> **Task prompt**:
Write out exactly the lines below that run from the one containing "hideaki: Let's call" through the one containing "PR #90, opened 2016-10-17", both included, with no other lines.

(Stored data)
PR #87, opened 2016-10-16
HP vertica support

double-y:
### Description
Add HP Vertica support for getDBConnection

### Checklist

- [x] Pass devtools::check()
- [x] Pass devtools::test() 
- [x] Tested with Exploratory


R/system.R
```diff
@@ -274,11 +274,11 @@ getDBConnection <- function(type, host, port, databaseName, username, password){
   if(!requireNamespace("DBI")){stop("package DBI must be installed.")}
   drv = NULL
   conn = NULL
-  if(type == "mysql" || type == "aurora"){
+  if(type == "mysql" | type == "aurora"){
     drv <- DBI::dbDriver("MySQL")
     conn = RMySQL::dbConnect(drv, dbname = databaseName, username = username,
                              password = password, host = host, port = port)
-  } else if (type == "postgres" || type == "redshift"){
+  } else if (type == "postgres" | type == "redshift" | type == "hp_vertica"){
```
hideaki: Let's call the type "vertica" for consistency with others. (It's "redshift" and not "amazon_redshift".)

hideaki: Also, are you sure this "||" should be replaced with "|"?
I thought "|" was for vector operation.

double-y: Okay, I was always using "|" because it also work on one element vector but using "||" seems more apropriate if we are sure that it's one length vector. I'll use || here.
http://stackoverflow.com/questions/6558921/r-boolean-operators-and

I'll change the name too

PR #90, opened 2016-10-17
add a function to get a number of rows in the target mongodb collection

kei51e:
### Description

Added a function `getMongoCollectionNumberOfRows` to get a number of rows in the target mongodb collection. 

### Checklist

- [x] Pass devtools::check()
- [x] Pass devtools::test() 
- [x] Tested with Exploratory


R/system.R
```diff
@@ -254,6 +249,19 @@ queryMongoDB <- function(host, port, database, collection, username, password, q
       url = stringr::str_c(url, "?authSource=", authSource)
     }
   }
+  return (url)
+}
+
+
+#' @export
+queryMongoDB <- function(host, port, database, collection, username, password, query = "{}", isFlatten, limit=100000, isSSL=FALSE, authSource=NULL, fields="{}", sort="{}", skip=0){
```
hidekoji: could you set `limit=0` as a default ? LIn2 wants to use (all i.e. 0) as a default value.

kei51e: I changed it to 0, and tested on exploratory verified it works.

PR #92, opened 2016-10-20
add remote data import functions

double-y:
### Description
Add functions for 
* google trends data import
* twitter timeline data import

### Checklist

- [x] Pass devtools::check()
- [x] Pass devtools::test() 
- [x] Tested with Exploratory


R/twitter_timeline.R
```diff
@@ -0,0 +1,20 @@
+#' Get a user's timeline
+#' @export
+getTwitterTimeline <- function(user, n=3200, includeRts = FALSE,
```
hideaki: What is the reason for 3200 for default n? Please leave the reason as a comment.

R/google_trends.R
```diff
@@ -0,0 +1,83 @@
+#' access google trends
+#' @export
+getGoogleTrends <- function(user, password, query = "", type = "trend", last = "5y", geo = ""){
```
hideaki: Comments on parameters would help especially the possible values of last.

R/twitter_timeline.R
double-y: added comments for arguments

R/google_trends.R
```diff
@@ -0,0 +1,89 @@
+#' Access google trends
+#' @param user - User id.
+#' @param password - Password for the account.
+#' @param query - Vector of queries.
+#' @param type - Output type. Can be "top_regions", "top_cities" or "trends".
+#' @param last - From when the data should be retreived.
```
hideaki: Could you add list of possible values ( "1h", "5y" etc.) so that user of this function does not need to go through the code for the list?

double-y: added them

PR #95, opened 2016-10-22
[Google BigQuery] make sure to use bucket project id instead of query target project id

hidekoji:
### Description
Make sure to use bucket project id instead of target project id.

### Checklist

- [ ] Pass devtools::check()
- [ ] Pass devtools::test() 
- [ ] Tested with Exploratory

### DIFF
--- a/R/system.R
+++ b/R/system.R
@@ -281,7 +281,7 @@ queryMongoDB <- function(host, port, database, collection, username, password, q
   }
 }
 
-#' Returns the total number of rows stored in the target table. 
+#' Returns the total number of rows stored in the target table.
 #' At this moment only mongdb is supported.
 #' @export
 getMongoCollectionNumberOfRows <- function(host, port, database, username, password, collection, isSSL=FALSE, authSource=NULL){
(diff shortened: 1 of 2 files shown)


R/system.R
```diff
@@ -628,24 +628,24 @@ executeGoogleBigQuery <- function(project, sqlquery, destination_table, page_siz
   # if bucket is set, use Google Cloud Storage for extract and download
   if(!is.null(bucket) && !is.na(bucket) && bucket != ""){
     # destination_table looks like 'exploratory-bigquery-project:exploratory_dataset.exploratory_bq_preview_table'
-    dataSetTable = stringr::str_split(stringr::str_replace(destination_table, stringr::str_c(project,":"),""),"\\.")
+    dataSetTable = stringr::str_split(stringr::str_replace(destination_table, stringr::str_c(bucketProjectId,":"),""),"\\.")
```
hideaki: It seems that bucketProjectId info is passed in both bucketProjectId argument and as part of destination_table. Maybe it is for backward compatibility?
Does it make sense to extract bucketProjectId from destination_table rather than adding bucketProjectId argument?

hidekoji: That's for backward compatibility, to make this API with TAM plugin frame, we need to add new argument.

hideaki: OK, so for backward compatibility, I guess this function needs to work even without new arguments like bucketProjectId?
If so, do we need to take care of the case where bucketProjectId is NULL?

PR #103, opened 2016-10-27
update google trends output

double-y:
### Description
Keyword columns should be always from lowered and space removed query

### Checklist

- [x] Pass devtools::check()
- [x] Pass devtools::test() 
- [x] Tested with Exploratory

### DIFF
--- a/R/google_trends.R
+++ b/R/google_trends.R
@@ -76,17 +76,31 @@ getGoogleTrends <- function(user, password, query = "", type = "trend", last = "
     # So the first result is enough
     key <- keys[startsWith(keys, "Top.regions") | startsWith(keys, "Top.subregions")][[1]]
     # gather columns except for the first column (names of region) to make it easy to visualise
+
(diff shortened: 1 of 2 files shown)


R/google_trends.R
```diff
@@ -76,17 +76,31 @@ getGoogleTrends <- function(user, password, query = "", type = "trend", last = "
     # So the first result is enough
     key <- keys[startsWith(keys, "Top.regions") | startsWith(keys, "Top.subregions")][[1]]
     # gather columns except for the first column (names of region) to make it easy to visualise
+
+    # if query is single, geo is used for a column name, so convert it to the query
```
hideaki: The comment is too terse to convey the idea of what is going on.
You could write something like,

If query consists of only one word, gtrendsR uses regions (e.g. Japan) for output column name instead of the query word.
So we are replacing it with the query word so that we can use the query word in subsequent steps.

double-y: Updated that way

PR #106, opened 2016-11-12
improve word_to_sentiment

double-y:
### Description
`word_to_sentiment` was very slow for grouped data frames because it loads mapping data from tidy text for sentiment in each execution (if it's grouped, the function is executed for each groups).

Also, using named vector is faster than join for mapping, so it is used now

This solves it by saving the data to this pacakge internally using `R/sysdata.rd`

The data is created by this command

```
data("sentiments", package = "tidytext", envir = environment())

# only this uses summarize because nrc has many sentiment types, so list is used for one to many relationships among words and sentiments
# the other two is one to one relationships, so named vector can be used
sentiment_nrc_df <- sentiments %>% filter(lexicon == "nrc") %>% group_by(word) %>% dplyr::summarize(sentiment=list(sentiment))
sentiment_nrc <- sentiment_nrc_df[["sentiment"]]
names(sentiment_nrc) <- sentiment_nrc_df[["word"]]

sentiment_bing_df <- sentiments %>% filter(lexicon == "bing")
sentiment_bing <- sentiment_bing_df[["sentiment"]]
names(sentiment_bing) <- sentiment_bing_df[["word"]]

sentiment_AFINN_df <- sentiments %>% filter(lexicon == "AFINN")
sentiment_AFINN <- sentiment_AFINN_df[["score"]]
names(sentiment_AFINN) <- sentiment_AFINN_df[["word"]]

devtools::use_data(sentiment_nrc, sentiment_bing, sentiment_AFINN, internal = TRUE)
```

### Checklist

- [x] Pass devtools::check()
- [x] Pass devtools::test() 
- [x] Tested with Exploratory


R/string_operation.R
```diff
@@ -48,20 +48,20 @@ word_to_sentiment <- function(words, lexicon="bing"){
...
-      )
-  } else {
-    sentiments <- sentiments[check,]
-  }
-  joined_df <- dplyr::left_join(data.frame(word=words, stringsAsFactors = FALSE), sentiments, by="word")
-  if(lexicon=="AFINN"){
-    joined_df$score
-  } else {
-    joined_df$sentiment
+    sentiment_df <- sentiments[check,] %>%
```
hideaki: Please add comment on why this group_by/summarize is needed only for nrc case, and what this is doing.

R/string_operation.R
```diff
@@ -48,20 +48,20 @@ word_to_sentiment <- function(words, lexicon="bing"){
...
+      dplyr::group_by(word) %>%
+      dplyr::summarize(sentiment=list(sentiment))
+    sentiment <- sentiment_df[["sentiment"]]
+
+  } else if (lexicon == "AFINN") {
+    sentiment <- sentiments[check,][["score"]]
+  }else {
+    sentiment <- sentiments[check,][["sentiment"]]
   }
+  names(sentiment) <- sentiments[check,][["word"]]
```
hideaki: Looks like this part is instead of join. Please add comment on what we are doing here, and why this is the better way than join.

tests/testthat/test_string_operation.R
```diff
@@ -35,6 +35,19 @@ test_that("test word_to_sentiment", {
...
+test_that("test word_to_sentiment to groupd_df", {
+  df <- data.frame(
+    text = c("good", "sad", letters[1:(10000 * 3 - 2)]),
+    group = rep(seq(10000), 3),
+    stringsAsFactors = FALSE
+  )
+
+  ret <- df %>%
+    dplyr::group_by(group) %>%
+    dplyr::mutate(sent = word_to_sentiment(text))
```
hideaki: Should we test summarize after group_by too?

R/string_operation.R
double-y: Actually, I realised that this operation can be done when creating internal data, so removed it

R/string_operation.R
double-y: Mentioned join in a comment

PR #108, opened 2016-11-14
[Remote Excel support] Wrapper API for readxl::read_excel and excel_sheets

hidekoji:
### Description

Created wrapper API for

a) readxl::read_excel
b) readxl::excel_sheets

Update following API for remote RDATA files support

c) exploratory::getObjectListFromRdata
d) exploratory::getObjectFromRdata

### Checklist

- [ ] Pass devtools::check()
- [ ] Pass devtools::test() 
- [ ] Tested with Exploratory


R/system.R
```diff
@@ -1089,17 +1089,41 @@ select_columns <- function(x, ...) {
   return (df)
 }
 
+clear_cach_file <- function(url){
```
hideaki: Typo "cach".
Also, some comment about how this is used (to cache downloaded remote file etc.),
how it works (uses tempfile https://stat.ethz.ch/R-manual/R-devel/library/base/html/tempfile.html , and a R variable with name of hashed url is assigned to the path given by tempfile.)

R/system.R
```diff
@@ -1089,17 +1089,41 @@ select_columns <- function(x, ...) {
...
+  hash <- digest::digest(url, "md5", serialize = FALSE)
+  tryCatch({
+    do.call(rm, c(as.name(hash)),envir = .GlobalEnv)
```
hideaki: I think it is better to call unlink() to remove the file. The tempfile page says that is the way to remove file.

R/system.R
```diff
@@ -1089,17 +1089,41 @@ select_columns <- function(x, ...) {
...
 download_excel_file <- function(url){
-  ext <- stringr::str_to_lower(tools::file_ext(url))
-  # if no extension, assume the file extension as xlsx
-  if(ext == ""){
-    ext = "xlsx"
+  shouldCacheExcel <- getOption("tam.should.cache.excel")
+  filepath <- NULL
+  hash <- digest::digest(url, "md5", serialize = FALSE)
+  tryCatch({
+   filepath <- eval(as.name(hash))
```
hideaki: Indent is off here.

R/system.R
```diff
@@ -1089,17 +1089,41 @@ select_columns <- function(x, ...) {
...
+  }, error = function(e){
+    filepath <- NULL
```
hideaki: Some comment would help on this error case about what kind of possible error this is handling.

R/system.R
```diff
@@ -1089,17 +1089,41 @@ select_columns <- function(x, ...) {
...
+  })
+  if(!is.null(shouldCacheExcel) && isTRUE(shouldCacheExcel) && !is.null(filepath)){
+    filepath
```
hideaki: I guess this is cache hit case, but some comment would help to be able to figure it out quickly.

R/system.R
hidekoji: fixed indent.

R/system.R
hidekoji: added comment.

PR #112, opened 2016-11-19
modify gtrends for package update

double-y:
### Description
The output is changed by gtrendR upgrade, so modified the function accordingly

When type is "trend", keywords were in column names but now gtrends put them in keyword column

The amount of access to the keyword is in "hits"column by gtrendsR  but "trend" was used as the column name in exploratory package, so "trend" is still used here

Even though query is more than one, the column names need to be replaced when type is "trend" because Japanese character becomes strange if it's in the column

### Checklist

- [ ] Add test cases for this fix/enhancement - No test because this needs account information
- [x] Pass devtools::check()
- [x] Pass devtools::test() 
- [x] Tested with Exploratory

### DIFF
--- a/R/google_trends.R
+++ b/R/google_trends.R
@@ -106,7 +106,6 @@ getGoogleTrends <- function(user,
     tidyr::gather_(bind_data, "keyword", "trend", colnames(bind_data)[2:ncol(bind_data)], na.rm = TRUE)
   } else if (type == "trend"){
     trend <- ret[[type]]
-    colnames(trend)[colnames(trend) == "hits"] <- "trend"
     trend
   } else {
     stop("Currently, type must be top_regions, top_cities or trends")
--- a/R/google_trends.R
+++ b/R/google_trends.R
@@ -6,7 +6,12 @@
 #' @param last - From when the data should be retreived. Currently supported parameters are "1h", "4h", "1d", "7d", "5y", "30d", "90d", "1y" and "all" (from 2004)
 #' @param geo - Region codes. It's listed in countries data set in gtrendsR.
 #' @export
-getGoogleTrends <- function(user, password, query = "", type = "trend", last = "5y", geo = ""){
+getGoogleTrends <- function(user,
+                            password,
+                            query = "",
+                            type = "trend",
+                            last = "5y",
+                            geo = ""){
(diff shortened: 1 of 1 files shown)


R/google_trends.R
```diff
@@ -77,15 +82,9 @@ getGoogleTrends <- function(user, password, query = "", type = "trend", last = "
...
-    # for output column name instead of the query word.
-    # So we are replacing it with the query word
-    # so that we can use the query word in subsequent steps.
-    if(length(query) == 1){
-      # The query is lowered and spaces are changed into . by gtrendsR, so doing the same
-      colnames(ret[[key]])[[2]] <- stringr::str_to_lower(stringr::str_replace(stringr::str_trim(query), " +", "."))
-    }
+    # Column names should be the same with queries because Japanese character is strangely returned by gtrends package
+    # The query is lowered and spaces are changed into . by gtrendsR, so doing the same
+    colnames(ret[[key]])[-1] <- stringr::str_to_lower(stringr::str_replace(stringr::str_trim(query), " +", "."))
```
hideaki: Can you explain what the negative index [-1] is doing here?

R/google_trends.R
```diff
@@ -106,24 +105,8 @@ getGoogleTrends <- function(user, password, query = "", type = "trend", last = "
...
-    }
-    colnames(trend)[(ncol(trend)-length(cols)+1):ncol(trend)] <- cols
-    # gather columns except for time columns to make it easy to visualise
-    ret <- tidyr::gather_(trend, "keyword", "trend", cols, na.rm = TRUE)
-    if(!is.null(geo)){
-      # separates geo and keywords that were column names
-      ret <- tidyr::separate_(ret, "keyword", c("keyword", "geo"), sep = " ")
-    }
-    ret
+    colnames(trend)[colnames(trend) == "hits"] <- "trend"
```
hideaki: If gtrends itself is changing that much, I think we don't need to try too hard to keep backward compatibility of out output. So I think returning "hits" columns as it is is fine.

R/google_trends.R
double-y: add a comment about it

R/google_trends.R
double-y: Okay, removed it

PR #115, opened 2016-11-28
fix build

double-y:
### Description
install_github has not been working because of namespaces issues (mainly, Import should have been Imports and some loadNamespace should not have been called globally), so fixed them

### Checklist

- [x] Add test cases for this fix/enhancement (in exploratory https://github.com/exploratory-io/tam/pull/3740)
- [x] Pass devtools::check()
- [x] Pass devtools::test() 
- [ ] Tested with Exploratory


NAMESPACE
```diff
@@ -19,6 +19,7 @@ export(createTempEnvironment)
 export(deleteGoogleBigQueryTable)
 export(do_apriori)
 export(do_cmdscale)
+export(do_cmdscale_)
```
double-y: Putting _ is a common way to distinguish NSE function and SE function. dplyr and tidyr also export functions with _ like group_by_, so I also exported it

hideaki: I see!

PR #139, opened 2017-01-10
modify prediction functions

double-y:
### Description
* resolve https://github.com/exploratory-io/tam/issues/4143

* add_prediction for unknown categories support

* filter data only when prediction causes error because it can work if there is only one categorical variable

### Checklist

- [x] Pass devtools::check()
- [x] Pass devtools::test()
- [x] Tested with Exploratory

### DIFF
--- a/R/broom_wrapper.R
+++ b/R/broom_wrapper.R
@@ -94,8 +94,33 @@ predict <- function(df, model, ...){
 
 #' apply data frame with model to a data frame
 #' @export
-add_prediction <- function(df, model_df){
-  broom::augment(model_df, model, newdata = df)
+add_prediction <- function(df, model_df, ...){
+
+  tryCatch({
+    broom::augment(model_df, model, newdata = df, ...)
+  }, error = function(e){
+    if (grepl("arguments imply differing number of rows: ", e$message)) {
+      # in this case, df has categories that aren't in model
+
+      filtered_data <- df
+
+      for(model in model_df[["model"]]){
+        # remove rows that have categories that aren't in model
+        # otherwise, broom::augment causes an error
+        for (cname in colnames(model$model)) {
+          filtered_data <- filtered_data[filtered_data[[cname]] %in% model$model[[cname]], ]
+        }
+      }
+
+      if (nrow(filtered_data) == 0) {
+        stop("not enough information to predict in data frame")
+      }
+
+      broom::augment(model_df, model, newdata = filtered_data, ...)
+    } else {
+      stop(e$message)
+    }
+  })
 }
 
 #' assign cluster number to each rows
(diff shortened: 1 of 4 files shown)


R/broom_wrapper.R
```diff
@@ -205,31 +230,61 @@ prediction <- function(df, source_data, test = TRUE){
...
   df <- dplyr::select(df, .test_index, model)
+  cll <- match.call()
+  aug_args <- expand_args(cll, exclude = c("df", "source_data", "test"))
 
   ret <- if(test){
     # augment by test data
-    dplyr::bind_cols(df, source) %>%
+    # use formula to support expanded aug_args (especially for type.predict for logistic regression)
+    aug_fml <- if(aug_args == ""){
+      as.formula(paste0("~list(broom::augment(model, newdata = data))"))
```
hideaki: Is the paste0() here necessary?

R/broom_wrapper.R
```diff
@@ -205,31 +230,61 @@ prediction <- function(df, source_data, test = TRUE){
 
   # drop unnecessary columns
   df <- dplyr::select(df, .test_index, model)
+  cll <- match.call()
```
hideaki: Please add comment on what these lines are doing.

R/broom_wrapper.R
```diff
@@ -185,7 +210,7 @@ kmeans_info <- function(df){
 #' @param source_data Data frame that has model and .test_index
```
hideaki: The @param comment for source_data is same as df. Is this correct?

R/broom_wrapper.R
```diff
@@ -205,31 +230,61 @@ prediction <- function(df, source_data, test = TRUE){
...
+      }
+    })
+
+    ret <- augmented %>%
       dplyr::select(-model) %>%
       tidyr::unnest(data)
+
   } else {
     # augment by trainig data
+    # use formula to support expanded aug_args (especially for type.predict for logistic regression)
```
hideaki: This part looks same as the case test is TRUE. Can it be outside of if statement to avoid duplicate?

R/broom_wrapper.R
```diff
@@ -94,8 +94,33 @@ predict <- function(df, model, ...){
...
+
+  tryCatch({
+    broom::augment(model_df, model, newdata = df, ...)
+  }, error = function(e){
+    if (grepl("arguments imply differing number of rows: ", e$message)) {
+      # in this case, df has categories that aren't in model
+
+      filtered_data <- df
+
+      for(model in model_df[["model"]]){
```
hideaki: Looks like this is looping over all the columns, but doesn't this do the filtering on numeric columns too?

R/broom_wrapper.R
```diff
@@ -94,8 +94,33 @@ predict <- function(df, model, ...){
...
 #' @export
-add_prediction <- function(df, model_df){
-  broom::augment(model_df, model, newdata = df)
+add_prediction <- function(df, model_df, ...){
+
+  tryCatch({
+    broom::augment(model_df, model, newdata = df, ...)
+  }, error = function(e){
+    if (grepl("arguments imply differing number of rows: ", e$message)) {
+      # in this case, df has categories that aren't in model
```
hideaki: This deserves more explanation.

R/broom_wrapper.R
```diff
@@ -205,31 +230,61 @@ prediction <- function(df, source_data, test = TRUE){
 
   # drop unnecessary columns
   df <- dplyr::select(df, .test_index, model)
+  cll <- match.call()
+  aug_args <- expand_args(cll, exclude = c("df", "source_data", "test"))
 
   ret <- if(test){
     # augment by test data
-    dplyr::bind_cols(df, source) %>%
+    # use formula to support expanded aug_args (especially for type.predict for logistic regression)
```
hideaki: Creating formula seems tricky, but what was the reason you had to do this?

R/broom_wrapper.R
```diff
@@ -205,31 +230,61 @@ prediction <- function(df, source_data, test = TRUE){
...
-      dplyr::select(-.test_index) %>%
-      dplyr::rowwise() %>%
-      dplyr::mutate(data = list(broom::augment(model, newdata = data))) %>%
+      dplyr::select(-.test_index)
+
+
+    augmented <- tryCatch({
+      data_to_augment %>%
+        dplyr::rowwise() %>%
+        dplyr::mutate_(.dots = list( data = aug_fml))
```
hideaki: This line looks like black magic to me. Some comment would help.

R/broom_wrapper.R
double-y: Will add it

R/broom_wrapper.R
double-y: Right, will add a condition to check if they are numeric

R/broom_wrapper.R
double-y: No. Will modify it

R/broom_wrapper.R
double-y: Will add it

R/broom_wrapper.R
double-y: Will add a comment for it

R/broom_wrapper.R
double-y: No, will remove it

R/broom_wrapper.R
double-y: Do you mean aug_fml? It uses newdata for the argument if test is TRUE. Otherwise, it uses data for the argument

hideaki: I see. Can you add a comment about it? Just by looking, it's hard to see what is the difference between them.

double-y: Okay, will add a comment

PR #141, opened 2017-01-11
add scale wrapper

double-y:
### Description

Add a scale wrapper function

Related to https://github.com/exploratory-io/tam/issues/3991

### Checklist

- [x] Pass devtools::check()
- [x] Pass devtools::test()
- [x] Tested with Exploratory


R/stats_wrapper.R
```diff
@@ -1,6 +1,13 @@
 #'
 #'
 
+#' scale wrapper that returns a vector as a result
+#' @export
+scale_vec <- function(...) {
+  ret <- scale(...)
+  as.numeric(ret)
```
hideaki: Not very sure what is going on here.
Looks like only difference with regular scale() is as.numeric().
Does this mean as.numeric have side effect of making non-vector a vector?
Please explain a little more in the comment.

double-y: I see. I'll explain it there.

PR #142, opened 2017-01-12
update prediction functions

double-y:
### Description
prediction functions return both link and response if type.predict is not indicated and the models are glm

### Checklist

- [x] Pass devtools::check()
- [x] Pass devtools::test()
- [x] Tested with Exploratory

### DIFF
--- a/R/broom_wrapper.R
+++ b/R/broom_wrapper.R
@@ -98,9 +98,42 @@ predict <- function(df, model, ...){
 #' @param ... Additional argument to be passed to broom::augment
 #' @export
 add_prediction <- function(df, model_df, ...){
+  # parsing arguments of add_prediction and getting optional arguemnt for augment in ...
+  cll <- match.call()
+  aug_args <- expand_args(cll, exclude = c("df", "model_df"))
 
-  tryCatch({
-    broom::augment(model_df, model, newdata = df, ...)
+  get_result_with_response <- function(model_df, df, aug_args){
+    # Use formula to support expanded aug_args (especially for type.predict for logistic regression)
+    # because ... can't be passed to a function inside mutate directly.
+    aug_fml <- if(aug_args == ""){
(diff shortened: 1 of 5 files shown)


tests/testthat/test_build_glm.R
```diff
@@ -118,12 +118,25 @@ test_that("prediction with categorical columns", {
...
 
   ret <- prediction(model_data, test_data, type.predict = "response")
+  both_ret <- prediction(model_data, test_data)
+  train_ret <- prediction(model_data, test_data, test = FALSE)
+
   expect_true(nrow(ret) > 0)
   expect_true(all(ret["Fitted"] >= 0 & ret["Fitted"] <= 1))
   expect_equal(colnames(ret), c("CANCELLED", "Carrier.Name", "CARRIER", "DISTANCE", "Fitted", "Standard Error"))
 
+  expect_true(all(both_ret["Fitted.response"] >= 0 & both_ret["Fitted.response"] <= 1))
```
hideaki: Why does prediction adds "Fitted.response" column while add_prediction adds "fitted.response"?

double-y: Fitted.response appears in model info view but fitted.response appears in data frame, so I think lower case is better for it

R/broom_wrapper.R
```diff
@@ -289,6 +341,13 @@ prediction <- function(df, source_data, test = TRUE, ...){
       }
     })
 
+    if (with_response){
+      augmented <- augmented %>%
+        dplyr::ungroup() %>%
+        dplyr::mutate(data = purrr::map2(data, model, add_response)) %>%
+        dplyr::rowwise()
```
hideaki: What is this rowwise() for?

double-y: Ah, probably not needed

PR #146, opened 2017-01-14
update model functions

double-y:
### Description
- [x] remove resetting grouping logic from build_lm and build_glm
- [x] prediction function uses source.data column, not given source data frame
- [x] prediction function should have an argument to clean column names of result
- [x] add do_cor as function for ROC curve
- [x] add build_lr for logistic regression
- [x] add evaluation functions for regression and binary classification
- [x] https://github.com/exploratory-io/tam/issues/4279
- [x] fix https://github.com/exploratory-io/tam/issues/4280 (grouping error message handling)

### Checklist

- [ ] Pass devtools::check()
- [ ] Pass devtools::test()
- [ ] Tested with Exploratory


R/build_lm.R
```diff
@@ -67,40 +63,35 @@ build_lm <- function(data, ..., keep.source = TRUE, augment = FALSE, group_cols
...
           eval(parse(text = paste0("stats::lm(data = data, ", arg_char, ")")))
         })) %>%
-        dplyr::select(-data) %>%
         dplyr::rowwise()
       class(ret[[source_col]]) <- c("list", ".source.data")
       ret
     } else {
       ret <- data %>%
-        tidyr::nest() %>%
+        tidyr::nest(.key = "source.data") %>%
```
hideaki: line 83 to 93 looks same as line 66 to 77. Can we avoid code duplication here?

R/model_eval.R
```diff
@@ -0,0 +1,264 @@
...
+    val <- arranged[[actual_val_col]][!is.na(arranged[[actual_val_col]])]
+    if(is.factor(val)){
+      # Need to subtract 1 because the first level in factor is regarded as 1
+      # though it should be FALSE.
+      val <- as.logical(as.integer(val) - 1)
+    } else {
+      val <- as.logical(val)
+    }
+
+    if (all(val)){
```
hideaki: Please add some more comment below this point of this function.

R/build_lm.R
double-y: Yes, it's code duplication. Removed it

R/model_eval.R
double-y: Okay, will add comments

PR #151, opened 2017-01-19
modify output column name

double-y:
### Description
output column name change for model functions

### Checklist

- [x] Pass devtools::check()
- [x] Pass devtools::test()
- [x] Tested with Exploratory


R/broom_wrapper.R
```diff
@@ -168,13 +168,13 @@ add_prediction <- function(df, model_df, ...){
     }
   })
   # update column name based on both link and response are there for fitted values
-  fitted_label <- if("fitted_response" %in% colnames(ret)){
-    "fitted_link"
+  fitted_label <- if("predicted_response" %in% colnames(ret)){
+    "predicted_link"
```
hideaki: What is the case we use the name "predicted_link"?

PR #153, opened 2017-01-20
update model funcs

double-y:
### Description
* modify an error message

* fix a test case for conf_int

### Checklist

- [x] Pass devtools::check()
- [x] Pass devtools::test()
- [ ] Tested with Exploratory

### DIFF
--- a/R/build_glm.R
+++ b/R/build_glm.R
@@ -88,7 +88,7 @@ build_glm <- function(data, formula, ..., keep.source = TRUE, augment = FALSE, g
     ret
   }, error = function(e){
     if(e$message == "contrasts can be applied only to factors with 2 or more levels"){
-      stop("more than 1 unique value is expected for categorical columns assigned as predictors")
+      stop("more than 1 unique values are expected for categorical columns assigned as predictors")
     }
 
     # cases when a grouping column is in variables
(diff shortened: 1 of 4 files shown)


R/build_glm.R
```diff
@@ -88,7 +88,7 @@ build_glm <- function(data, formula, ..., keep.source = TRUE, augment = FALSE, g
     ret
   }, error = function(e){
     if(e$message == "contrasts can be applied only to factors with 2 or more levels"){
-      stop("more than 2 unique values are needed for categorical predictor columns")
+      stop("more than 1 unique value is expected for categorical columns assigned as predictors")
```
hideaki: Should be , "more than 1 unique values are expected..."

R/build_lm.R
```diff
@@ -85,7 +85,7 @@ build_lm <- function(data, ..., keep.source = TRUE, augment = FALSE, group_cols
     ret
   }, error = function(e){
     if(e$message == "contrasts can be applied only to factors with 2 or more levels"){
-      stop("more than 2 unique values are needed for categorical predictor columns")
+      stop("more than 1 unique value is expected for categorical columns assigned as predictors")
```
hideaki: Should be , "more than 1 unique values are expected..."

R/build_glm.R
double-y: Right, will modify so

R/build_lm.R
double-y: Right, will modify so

> **Result of this exercise**:
hideaki: Let's call the type "vertica" for consistency with others. (It's "redshift" and not "amazon_redshift".)

hideaki: Also, are you sure this "||" should be replaced with "|"?
I thought "|" was for vector operation.

double-y: Okay, I was always using "|" because it also work on one element vector but using "||" seems more apropriate if we are sure that it's one length vector. I'll use || here.
http://stackoverflow.com/questions/6558921/r-boolean-operators-and

I'll change the name too

PR #90, opened 2016-10-17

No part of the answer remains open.